Records shown:
******************************
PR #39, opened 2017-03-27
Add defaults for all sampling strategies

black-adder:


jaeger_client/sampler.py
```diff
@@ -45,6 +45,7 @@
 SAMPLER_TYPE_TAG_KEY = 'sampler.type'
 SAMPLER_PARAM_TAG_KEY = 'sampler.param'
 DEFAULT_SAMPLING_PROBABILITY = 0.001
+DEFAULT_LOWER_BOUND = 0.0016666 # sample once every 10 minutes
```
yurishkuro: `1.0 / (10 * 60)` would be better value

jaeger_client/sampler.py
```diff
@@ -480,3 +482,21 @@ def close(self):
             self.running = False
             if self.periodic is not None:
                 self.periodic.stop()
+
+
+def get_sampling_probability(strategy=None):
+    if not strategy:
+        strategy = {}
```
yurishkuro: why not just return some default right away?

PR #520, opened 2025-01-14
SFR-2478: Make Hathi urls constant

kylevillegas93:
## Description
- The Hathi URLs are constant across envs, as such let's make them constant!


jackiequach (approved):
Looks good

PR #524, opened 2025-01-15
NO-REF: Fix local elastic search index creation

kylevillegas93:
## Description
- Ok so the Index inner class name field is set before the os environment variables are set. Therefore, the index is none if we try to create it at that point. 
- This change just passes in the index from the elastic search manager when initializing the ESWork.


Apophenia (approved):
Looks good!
******************************
Work item:
Look through the entries above; find each line with the word "sampler" and copy it.

Response below:
jaeger_client/sampler.py
 SAMPLER_TYPE_TAG_KEY = 'sampler.type'
 SAMPLER_PARAM_TAG_KEY = 'sampler.param'
jaeger_client/sampler.py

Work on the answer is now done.